Among the entries that follow, find every line with the word "ListenableFutureCallbackRegistry" and copy it.

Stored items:
────────────────────────────────────────

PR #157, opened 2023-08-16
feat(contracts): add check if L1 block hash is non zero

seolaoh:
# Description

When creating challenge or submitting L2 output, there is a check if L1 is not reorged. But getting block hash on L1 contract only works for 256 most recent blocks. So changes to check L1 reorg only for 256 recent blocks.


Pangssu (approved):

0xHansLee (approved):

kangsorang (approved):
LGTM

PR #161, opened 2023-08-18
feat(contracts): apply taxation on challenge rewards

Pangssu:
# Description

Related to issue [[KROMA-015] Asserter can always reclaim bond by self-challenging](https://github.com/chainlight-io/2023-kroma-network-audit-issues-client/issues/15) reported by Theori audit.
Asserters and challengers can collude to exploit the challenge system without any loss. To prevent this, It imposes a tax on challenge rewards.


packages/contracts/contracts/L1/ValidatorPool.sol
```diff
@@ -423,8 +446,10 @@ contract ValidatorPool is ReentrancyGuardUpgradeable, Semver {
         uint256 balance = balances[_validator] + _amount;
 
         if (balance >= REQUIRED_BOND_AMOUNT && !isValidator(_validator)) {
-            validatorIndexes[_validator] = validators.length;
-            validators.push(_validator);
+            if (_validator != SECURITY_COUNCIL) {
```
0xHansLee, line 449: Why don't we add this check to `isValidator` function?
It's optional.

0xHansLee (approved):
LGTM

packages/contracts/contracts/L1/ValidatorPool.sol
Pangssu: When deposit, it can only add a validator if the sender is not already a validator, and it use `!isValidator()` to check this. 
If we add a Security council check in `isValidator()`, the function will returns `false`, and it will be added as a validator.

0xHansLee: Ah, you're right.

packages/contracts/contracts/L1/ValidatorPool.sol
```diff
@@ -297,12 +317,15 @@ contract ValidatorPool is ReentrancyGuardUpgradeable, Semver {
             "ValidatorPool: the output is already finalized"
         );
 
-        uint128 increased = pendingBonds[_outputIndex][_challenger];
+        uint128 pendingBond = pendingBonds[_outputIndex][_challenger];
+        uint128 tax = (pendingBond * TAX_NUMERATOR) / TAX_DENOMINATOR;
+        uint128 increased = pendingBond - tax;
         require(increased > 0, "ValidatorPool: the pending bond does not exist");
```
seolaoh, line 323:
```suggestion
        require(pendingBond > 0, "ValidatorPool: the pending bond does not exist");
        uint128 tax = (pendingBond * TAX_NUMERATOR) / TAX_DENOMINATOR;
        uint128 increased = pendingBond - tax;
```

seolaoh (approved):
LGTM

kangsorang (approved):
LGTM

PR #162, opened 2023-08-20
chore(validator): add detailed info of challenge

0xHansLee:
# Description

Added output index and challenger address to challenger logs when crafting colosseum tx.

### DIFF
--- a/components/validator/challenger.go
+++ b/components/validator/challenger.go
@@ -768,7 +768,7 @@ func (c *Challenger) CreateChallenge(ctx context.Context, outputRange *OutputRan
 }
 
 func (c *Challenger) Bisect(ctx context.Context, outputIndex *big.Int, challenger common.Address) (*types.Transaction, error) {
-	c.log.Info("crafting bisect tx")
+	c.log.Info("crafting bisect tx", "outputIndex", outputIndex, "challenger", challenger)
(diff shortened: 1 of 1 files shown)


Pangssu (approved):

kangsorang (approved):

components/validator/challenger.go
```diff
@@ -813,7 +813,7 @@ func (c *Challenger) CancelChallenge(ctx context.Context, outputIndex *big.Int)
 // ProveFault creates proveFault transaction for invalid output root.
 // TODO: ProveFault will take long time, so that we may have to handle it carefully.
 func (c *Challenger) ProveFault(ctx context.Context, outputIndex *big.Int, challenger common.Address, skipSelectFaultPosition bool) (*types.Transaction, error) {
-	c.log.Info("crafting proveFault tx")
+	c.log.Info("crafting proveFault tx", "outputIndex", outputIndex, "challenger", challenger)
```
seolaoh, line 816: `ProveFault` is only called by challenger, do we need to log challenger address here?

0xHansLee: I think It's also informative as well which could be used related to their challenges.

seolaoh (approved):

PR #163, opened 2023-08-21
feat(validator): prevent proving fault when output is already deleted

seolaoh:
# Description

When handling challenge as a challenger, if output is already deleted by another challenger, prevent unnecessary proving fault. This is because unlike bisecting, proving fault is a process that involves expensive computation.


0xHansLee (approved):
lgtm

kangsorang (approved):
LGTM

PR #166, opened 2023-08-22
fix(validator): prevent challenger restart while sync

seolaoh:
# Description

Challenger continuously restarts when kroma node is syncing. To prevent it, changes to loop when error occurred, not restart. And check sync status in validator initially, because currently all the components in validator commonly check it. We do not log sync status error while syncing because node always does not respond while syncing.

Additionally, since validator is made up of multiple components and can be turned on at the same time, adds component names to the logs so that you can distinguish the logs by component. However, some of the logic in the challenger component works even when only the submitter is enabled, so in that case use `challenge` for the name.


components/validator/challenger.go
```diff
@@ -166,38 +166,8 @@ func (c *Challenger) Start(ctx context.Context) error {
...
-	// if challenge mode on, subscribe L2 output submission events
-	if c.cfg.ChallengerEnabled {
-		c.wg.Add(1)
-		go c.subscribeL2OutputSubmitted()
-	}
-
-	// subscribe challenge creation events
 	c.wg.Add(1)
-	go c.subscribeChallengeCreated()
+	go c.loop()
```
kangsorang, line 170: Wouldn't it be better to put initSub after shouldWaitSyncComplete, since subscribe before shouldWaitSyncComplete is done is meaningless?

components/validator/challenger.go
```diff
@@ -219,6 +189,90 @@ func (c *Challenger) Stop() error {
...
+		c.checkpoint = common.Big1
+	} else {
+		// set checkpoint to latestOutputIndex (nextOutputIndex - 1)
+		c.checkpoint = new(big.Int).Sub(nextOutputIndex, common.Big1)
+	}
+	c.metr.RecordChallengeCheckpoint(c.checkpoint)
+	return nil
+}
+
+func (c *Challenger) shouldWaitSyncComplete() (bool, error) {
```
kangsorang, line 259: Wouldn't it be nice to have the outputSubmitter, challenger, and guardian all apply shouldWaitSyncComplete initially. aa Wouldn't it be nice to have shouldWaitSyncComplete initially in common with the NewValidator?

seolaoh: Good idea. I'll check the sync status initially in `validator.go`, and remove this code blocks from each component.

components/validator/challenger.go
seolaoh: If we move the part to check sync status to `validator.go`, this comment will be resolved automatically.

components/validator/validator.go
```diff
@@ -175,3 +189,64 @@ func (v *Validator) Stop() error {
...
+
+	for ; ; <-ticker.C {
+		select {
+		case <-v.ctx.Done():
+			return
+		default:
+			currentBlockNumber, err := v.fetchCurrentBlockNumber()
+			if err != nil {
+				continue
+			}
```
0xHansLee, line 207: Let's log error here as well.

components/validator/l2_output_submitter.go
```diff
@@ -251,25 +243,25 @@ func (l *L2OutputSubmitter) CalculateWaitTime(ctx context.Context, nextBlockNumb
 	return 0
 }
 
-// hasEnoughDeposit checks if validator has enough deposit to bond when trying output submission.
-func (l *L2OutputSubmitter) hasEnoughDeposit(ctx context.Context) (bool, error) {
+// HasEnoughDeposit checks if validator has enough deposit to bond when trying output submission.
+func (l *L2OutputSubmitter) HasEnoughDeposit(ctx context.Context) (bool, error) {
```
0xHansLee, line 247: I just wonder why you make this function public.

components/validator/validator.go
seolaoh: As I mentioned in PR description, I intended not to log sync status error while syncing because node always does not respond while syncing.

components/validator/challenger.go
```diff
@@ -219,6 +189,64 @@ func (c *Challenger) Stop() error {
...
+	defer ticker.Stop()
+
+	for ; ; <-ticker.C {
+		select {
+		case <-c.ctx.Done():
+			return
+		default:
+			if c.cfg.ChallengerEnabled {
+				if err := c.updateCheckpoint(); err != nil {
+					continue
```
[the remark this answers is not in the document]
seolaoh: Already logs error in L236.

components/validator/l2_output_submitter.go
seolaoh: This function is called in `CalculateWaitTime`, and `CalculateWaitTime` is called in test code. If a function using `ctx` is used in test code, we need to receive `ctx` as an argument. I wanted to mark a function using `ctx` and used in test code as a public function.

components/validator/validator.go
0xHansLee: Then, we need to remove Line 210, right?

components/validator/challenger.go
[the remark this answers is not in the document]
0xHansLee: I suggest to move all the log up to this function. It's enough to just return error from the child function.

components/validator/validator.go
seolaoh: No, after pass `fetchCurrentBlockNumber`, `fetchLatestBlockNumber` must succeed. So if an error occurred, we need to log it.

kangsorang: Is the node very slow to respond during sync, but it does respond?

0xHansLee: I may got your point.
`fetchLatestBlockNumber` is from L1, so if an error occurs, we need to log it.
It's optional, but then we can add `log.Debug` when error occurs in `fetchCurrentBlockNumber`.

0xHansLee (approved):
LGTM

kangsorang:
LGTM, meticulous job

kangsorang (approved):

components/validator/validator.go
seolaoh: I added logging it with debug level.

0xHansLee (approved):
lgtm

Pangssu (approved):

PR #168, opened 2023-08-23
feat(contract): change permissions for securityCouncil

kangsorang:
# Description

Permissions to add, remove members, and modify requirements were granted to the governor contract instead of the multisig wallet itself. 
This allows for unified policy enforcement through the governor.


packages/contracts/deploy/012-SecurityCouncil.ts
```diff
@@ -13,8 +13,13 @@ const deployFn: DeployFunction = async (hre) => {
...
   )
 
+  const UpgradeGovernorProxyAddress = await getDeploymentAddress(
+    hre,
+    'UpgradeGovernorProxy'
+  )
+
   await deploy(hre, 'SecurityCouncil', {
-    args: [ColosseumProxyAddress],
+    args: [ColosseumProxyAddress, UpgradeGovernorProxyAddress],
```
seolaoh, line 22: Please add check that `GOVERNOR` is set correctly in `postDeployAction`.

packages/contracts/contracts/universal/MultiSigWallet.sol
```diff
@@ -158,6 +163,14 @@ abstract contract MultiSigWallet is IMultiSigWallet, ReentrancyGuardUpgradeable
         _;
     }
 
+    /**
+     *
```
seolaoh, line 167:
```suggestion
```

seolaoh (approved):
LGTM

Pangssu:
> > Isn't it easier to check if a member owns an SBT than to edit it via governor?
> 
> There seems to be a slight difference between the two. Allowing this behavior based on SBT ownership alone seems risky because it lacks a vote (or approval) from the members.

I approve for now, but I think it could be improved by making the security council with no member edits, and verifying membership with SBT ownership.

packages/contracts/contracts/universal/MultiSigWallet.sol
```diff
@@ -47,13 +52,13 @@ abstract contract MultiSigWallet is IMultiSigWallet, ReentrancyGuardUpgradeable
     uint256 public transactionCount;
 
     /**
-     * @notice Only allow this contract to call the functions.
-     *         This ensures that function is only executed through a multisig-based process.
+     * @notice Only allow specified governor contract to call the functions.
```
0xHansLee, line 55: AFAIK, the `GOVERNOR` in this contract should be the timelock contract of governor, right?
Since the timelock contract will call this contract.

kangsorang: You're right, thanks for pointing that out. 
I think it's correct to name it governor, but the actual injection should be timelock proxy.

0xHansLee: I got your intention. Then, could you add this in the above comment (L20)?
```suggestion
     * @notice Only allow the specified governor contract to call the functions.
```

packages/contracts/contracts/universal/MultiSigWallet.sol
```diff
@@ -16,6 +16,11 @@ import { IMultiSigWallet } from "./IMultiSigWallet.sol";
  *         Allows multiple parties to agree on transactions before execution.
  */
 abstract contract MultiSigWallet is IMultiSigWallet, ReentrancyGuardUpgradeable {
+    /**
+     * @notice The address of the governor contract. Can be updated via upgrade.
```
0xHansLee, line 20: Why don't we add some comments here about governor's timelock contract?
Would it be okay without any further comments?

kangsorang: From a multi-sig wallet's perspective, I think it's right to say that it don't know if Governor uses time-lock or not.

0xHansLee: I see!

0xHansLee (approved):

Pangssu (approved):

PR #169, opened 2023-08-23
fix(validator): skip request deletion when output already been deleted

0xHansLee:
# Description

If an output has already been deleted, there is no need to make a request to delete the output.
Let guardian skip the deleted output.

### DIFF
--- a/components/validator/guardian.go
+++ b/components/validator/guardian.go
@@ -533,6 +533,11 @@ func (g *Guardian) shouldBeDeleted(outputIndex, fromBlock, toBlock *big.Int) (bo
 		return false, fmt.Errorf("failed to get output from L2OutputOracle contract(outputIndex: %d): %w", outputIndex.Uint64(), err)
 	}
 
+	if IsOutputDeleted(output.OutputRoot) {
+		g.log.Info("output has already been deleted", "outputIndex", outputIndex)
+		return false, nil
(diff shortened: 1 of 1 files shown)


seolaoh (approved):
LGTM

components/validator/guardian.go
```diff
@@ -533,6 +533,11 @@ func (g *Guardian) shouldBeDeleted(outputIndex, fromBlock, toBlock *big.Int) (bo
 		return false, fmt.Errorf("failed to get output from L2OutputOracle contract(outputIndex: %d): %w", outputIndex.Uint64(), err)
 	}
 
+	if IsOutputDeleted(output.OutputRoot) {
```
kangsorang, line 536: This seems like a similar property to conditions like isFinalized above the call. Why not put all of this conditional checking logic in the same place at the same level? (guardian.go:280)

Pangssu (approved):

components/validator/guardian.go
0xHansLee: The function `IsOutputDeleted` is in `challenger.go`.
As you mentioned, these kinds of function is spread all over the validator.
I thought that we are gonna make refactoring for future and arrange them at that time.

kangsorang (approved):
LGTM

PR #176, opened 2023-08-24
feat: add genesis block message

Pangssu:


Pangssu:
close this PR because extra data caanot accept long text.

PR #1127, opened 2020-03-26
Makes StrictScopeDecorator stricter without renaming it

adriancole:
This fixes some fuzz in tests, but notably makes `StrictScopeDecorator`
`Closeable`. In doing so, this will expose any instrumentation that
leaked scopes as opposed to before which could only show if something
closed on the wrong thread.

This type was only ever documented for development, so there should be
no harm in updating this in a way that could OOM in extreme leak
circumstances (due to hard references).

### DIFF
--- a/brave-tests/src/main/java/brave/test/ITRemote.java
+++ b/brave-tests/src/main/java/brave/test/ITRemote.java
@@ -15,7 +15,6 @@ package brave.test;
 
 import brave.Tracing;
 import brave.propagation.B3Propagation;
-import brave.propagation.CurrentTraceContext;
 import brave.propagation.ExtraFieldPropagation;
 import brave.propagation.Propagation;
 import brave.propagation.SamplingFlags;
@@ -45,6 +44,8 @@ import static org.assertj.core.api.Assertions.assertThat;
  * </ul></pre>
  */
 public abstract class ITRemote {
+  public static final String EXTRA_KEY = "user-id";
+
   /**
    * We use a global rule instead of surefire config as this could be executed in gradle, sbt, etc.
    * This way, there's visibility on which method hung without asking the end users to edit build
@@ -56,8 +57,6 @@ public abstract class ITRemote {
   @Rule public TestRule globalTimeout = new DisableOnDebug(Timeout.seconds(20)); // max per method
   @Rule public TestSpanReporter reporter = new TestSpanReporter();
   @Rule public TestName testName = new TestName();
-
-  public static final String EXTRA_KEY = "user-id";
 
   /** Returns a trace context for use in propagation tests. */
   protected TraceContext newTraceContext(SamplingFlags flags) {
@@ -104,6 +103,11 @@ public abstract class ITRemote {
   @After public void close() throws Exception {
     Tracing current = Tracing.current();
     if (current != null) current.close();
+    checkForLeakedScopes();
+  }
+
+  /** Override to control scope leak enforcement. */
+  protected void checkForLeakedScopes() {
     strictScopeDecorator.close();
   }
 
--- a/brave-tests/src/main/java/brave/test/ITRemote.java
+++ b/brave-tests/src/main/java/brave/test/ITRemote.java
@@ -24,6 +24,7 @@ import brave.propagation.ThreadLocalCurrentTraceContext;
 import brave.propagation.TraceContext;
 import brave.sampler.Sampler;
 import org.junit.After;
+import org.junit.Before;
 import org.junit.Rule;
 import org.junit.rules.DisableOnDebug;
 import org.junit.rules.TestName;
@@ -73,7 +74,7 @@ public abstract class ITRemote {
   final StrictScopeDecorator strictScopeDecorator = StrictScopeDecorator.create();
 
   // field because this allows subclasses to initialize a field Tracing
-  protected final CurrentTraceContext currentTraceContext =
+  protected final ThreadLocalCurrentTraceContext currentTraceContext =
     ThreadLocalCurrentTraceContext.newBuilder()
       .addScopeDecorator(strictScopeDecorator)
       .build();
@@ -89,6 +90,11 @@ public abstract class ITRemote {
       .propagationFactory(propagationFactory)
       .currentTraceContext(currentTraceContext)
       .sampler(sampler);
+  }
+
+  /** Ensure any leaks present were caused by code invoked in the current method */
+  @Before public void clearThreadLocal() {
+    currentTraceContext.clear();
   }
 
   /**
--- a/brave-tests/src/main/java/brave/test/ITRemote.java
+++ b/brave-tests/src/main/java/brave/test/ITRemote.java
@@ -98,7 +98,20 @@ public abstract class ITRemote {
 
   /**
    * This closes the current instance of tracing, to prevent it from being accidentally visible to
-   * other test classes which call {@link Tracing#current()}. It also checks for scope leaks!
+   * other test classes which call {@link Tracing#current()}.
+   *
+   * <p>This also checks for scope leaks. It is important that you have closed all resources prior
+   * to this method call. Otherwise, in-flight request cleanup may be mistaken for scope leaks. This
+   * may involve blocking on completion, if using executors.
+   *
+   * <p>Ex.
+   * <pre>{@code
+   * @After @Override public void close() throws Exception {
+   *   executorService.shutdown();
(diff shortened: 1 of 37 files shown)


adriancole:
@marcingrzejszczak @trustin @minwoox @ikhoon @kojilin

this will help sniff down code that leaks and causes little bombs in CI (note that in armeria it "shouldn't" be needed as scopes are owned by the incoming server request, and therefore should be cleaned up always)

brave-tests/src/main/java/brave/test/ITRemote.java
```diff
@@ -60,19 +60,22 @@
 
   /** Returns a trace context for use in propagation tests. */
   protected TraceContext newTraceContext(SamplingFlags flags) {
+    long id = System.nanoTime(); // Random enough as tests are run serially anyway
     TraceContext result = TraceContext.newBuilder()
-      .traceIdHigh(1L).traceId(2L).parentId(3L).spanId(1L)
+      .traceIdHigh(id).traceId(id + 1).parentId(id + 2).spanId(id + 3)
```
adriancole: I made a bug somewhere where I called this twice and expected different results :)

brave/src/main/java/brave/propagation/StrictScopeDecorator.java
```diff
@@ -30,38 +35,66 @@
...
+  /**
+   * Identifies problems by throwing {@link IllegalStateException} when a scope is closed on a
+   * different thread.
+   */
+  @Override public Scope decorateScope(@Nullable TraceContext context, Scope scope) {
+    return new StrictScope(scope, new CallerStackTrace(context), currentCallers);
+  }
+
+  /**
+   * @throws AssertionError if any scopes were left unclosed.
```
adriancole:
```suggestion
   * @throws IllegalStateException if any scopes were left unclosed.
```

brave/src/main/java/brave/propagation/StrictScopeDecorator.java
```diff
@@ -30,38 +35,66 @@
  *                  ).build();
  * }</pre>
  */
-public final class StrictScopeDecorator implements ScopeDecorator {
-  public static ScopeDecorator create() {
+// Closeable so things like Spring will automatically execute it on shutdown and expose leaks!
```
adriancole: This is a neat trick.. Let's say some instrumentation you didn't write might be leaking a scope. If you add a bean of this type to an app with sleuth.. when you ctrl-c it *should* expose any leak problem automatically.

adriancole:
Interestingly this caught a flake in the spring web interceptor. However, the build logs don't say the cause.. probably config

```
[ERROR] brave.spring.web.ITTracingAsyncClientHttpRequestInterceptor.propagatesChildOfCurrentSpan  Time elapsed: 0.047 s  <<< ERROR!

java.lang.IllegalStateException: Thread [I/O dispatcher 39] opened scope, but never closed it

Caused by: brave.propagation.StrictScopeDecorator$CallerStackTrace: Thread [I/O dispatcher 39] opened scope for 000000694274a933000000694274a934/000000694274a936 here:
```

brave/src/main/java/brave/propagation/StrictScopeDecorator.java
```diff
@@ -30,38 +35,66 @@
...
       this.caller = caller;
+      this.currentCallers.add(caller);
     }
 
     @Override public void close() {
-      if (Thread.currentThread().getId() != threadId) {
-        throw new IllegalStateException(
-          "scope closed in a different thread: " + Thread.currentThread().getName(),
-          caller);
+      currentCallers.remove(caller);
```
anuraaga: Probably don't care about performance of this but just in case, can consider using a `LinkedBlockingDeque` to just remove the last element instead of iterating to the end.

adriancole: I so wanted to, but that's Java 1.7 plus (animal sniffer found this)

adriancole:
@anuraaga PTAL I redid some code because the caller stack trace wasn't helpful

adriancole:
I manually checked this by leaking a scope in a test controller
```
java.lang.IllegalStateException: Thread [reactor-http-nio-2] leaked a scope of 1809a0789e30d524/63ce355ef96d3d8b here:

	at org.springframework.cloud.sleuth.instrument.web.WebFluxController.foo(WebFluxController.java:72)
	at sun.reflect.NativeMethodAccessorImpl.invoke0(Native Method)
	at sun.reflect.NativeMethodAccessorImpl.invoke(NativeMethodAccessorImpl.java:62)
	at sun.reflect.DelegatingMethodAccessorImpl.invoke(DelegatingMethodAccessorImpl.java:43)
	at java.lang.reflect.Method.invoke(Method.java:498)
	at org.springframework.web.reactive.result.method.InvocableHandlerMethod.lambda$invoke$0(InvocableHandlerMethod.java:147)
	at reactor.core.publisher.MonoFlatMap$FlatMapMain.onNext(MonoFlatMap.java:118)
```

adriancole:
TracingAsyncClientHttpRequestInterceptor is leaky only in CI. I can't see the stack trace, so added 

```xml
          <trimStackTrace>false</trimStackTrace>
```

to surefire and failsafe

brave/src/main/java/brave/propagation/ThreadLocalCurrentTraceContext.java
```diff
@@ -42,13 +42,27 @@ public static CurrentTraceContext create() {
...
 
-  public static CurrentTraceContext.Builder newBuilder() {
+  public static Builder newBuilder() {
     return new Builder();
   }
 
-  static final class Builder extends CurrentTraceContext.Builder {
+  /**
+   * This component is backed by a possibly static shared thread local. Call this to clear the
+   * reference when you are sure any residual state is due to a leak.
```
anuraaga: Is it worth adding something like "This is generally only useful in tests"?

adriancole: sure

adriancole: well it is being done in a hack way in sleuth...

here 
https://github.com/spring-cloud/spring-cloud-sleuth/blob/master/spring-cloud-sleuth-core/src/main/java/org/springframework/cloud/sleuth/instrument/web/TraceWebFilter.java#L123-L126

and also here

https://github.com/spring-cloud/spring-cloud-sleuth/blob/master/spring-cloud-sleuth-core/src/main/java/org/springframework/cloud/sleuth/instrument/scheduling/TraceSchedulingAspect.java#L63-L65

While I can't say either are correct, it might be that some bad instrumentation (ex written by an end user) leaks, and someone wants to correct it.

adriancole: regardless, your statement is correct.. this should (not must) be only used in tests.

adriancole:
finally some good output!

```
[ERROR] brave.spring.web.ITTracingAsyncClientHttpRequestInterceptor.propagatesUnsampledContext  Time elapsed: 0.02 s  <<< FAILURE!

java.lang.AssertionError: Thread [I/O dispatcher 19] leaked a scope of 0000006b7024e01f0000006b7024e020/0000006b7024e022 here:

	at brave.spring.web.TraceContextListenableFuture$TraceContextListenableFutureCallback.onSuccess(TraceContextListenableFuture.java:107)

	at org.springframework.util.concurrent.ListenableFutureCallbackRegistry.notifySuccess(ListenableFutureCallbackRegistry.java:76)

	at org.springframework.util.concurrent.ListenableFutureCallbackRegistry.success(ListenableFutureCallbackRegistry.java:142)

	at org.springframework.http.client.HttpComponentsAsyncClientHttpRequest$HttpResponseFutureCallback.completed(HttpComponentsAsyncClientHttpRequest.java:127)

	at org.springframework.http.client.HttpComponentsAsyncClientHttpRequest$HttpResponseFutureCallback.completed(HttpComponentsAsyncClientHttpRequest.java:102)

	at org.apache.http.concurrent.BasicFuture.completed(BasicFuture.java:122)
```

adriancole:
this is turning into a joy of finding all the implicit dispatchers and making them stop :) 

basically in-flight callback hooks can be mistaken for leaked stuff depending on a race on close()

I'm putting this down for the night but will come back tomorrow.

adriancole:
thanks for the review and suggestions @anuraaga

────────────────────────────────────────

## Written reply
	at org.springframework.util.concurrent.ListenableFutureCallbackRegistry.notifySuccess(ListenableFutureCallbackRegistry.java:76)
	at org.springframework.util.concurrent.ListenableFutureCallbackRegistry.success(ListenableFutureCallbackRegistry.java:142)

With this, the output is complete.